Which lines in the records below include the word "varl"? Report each of them in full.

INFORMATION GIVEN section start

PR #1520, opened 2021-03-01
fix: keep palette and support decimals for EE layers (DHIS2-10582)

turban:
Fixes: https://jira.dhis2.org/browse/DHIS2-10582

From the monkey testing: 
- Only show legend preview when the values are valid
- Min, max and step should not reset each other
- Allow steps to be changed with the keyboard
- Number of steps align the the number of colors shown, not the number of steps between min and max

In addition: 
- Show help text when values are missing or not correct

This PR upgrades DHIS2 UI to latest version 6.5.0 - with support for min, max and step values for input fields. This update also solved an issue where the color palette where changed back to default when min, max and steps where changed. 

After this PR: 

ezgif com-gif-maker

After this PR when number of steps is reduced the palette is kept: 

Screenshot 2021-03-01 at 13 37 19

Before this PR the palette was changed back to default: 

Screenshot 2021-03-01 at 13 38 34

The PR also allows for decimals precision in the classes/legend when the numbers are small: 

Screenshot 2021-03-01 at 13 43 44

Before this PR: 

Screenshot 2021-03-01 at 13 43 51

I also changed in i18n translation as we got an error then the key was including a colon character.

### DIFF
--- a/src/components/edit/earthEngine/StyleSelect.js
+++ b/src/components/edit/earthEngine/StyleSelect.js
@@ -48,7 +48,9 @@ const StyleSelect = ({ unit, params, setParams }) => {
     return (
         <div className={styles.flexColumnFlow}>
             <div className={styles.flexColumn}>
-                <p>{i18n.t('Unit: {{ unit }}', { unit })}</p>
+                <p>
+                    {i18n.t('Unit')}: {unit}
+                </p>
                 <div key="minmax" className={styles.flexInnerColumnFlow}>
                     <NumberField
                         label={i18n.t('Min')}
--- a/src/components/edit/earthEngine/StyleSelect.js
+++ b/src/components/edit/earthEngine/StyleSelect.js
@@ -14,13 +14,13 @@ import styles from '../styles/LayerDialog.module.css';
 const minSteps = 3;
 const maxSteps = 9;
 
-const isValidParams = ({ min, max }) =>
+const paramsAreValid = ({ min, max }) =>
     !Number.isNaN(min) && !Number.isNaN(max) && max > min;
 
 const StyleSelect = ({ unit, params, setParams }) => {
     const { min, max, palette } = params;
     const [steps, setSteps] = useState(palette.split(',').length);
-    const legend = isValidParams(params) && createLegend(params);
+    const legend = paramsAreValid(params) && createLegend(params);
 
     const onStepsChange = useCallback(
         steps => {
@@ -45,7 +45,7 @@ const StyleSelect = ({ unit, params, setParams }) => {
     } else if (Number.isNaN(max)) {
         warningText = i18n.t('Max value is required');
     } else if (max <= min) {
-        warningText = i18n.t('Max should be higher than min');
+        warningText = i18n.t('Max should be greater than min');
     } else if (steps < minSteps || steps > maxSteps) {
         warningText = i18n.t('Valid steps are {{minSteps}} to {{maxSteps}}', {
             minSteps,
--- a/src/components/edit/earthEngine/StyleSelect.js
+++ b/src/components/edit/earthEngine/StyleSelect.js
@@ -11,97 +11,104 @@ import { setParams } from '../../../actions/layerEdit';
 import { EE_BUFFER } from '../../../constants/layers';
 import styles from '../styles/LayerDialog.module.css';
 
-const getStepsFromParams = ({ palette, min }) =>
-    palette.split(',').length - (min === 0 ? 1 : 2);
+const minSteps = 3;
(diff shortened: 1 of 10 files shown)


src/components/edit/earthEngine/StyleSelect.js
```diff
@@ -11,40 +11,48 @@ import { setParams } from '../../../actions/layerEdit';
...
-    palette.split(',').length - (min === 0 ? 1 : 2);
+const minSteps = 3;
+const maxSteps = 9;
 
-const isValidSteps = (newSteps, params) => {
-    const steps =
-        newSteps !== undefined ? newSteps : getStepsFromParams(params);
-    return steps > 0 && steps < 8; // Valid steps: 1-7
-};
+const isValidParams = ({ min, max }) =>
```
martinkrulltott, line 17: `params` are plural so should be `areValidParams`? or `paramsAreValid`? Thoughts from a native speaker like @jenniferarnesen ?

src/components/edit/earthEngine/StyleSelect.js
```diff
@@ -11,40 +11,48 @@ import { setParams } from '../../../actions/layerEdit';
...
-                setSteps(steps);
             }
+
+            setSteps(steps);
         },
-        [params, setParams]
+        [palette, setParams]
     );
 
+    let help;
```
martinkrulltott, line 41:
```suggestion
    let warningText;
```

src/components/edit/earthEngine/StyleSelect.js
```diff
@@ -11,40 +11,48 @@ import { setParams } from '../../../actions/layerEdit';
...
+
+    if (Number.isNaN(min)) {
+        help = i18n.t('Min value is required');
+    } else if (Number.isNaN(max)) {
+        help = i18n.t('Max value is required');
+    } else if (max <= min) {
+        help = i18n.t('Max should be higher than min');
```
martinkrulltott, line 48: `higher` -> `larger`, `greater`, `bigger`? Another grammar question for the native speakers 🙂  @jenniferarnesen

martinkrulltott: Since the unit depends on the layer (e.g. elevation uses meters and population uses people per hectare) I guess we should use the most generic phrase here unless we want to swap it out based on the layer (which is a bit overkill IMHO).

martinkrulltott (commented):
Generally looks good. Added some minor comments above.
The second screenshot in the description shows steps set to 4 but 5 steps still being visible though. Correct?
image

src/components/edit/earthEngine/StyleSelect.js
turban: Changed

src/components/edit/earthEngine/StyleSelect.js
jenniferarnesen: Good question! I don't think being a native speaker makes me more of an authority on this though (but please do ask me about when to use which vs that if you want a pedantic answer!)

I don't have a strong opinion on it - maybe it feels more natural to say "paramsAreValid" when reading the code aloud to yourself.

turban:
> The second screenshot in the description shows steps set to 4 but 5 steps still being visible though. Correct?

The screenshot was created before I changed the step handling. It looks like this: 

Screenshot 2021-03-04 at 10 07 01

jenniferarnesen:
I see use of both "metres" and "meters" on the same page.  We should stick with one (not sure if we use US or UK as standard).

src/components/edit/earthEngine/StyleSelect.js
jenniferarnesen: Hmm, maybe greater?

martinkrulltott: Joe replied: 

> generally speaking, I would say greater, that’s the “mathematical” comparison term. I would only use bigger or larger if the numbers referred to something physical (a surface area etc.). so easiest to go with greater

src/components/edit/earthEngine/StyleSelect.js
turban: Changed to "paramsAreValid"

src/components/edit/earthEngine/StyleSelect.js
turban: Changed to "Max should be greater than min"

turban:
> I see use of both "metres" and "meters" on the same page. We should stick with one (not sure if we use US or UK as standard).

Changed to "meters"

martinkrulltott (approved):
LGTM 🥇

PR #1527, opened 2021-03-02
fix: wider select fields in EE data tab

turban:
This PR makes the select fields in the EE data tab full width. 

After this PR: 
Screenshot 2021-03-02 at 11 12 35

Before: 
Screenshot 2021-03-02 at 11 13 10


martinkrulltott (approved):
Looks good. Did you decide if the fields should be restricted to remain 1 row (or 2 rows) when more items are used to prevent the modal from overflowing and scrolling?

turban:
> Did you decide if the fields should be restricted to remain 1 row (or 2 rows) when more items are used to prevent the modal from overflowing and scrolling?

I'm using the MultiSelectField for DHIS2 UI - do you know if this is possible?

INFORMATION GIVEN section end
INFORMATION GIVEN section start

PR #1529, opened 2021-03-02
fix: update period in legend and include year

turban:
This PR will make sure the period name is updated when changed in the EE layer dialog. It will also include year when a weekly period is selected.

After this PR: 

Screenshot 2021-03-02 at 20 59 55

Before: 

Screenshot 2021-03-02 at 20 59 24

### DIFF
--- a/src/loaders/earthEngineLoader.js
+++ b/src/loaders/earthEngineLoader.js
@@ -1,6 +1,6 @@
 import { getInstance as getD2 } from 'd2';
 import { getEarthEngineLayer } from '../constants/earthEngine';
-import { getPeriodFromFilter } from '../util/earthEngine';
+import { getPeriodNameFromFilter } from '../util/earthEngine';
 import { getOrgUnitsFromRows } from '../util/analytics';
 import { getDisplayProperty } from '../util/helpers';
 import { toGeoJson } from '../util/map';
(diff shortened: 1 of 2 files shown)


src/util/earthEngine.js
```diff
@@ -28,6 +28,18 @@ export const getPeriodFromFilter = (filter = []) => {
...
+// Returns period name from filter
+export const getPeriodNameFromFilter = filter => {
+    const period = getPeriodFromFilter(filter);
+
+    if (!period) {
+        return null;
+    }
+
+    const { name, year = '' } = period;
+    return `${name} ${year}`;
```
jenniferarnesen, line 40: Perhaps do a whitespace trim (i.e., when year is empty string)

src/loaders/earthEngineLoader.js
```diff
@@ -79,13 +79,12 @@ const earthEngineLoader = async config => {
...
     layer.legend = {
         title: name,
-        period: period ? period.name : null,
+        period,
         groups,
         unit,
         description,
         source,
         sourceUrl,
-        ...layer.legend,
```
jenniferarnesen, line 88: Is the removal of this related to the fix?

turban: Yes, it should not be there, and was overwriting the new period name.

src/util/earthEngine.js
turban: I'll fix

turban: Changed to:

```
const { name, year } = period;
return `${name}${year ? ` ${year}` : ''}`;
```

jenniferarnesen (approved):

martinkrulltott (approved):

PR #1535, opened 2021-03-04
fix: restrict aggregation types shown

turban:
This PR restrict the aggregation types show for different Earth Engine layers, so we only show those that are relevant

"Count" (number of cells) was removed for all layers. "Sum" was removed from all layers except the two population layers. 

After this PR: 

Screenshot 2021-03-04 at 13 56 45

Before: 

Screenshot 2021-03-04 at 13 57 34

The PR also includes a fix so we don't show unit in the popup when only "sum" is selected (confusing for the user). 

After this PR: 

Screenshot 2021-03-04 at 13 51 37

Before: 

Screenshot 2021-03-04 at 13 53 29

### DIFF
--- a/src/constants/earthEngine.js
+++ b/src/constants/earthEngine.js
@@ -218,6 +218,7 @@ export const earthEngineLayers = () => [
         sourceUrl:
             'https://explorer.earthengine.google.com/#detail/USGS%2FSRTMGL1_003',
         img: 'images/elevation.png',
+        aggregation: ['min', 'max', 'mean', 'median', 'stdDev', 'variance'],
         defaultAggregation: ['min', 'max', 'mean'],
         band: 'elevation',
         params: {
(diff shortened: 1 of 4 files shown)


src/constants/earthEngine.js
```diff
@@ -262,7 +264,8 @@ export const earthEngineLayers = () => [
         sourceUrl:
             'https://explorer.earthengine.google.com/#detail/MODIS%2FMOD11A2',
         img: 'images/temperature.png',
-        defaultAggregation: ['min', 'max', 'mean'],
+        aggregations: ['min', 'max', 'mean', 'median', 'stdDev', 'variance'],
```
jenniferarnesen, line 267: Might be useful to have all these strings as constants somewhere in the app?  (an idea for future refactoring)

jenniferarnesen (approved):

INFORMATION GIVEN section end
INFORMATION GIVEN section start

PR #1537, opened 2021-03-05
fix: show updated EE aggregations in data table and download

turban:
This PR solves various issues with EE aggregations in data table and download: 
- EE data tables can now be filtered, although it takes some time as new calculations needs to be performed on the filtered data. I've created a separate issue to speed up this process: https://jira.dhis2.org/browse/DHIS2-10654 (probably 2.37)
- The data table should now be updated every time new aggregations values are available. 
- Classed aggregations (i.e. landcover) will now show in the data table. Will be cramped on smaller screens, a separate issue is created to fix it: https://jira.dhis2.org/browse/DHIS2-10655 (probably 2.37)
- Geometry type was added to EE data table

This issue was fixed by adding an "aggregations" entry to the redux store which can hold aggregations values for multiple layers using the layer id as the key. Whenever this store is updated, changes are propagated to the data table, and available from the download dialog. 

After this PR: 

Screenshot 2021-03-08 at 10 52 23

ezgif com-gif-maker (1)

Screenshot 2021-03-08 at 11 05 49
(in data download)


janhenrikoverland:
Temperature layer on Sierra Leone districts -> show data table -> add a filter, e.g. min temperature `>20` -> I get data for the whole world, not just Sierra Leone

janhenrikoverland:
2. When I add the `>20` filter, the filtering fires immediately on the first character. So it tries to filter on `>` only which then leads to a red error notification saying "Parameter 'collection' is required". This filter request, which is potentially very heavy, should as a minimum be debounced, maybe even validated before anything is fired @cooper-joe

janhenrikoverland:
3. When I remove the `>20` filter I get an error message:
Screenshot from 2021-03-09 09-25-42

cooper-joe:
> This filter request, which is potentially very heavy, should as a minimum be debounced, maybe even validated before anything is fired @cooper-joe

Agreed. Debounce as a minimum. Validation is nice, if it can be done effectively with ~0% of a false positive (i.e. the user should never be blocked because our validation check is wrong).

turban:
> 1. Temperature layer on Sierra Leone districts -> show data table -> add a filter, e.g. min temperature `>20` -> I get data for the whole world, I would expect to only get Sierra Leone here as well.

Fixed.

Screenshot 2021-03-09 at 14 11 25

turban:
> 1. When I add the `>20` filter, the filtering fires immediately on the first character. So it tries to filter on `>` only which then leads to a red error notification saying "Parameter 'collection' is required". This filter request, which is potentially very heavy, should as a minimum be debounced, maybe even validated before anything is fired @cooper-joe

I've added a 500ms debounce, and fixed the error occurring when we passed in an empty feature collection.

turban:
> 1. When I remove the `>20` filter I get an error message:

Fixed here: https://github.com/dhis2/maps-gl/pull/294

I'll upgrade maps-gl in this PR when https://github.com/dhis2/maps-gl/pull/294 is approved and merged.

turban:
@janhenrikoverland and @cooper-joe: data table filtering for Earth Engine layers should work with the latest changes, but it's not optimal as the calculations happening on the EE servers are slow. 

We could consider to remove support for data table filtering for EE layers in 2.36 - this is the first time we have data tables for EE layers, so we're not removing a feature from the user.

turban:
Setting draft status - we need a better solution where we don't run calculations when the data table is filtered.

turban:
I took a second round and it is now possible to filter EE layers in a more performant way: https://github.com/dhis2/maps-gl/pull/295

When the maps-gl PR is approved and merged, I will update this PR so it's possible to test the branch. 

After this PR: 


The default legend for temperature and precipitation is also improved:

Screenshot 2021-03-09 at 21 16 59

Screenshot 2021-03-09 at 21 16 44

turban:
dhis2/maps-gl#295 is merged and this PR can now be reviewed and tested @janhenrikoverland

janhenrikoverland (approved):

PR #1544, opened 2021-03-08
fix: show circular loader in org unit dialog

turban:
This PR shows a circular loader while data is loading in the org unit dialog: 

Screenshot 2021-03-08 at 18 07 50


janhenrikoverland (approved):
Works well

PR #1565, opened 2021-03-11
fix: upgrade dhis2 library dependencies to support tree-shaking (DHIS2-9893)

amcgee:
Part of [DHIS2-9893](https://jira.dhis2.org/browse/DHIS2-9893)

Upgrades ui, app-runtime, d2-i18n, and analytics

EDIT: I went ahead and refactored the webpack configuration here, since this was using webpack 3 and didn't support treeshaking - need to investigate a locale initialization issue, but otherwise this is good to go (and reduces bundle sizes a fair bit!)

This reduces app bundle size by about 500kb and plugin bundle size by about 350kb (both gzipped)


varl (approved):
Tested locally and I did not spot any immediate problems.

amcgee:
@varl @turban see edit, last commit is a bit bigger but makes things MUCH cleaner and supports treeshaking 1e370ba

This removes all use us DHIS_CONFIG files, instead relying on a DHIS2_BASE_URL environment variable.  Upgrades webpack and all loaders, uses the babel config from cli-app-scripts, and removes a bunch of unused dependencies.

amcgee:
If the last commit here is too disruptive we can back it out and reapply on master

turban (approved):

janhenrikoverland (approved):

INFORMATION GIVEN section end

_ANSWER BELOW_:
varl (approved):
@varl @turban see edit, last commit is a bit bigger but makes things MUCH cleaner and supports treeshaking 1e370ba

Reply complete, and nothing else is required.